# DangerDave - This one's for you...



## Pumpkinman

Hmmm....I think that you can say that we life the Dragon Blood/Red Dragon.

Waiting for Christmas for my all in one pump to bottle 5 gallons of Dragon Blood,
This batch has been stabilized and sparlkolloid added, it should be ready to bottle around Christmas as well!


----------



## BobR

È bello Tomaso!

Ciao


----------



## dangerdave

What a great looking family of carboys!


----------



## Pumpkinman

The 4 smaller carboys were sparkling clear when I looked at them about 1 am, I back sweetened and racked into a 3 gallon carboy to sit (the remaining almost 1/2 gallon will be are to attack today...lol) until I get my pump for Christmas.
I have to bottle the Dragon Blood by hand, my wife wants to give a few bottles away as Christmas gift to everyone she works with.....that's 7 bottles gone....lol


----------



## dangerdave

Did I mention you should _start some more already_!


----------



## Pumpkinman

Dave,
here is my Dragon Blood vs Red Dragon Review:

*Dragon Blood* is amazing, nice and fruity, very pleasant and easy drinking wine, a crowd pleaser, I would recommend it to everyone, the cost is great, very easy to make, and ready real fast. In my opinion, if you let it sit for a few weeks, it only gets better and better.
I added a very small amount of oak, giving it just a hint of oak, very light, and that added tannin astringency, but once again, very light.
Everyone Loves it!

*Red Dragon* is another amazing fruit wine, once again, easy drinking wine, a crowd pleaser, I would recommend it to everyone. The difference being that this actually drinks like a wine with soft fruit undertones, totally impressive!
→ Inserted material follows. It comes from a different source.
PR #368, opened 2024-12-01
Architecture: Generic, template-able resource reconciler  (Espejote)

DebakelOrakel:


docs/modules/ROOT/pages/references/architecture/espejote-in-cluster-templating-controller.adoc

I don't know if it is due to the honey, I've heard that meads have these same characteristics, the raisins added a little mouth feel as did the honey, and really complemented the fruit. 
The addition of oak (this was one of my personal additions), 3 oz of untoasted oak and 1/2 med toast oak infusion spiral in 9 gallons, was perfect, it gave it just a hint of oak, and only if you really try to figure out what all of the tastes going on are, and that added tannin astringency that gives wine the lasting feeling or "legs", but once again, very light, not over powering.
This is a little bit more expensive to produce, but it shows it and in my opinion, justified! 
This will be a wine that I will have to keep stocked. I just cannot believe that it tastes this good this fast, I cannot wait to try a bottle in a few months....if it lasts!
My compliments on the recipe!!
Thanks,
Tom


----------



## dangerdave

If I could like it twice, I would! Very good, Tom. Well, written. You have potential as a budding wine critic! You'll be writing for the _New Yorker_ in no time!


----------



## Pumpkinman

LMFAO!!!!!! ok, ok...so I like the stuff a little bit.....lol...can you tell?.....LMAO!!!


----------